Somehow being sick and so physically vulnerable forces you to ask for help, which I tend to avoid doing. I am working on it, though. To ask for help because there's nothing else you are capable of doing. To show such vulnerability on a physical level. Where you can't cover it up as it's seen and felt.

This is just a fever, as well. I asked my friend to accompany me to the main gate to get a package. She came with me. It's simple, and it seems stupid. But to ask is to admit. It's to accept, and what's so wrong with it?

Especially at such a small level. I am talking to myself at this point. This friend and I went to George chettan's kada, as she called it. We sat on shaky stools, stared at the unsafe building constructions, and talked about a multitude of topics as we drank the tea.

Talking of tea, my tongue is better now. I can't seem to stay away from tea. It feels like a hot drink that has a purpose other than to melt away my unfortunate build-up of disgust in my lungs and chest. Phlegm enters the conversation again.

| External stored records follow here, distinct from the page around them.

Issue #1121, opened 2026-07-14
[FEATURE] fuse: create must assign one ino for both writer map key and handle (by LiAuto)


yangcx000:
**Is your feature request related to a problem?**

On create of a new file, the inode is computed by `next_ino` TWICE — once for the writer-map key and once for the handle ino — and the two can diverge, so the writer registered at create time cannot be found later by the handle's ino.

- `curvine-fuse/src/fs/state/node_state.rs:339`-`360` (`get_or_create_writer(None, ...)`: else branch does `let ino = self.next_ino(writer.status()); self.writers.insert(ino, ...)`)
- `curvine-fuse/src/fs/state/node_state.rs:389`-`448` (`new_handle(None, ...)`: after opening the writer, `let ino = ino.unwrap_or(self.next_ino(&status))` with `status = writer.status().clone()`)
- `curvine-fuse/src/fs/dcache/dir_tree.rs` (`next_id(cv_id)`: returns `cv_id` if `cv_id > FUSE_ROOT_ID && cv_id != FUSE_UNKNOWN_INO && !contains_key(cv_id)`, else `id_creator.next()`)

**Verified — condition-triggered**

- `fs_create` → `new_handle(None, ...)` → for WRONLY/RDWR calls `get_or_create_writer(None, ...)`, which computes `next_ino(writer.status())` as the writers-map key.
- `new_handle` then computes a SECOND `next_ino(&status)` for the handle ino.
- When `writer.status().id` is a valid stable id (`> FUSE_ROOT_ID`, not UNKNOWN), both `next_ino` calls return that same `status.id` → keys match (the common case, once the backend has assigned an id).
- But when `status.id <= FUSE_ROOT_ID` or `== FUSE_UNKNOWN_INO` (a freshly created file whose backend id is not yet assigned), both calls fall through to `id_creator.next()`, returning **two different inos** → the writer-map key ≠ `handle.ino()`.

**Impact (when they diverge)**

- `find_writer(handle.ino())` / `release(handle.ino())` cannot find the writer registered at create → flush/complete/len updates are lost, and the writer map entry leaks.

**Describe the solution you'd like**

- Determine the unique ino once in the create flow, then create the writer AND the handle with that same ino.
- `get_or_create_writer(None, ...)` should not allocate an inode itself; the caller should pass the resolved ino.

**Additional context**

[...]

PR #1315, opened 2026-07-26
chore(fuse): trim redundant comments, keep load-bearing ones

yangcx000:
## What

Trim redundant doc-comments and inline comments across the `curvine-fuse` crate while keeping the load-bearing ones (SAFETY contracts, `#[repr(C)]`/ABI notes, issue-traceability references, and counterintuitive-decision rationale).

This is a **comments-only** change: no code, `#[cfg]` gate, attribute, or test logic is modified.

## Why

During review of the FUSE daemon it became clear that a large share of comments merely restated the code or narrated obvious control flow, adding noise without information. This cleanup removes that noise so the remaining comments (safety invariants, protocol/kernel behavior, "deliberately NOT doing X" rationale, bug-fix issue tags) stand out.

I can't tell myself to drink hot water because that seems so medical. I have to know that I am doing a certain action to recover. What's so wrong with it, I wonder. But my body doesn't accept it unless I convince myself it has some other purpose. Like when you look away from the computer so it loads faster.

It will still load the same as you look at it. To look at things as they are and accept them is a step. Just a step, but it's the first step. It starts everything, and perhaps is one of the hardest ones to do.

To get started. To just eat the frog, as Mark Twain once said. I have begun, I suppose, nauseous, drinking hot water, taking care of myself. It's a weird funny feeling that you become the only arms you can wrap around your body.

Of course, your friends and all the people around you still exist. But in a metaphoric sense. In living away from your parents, learning to be independent. It's not that you can't get the hug, it's to learn how to get it from yourself. To be the one who takes care and the one who is being taken care of, all at once.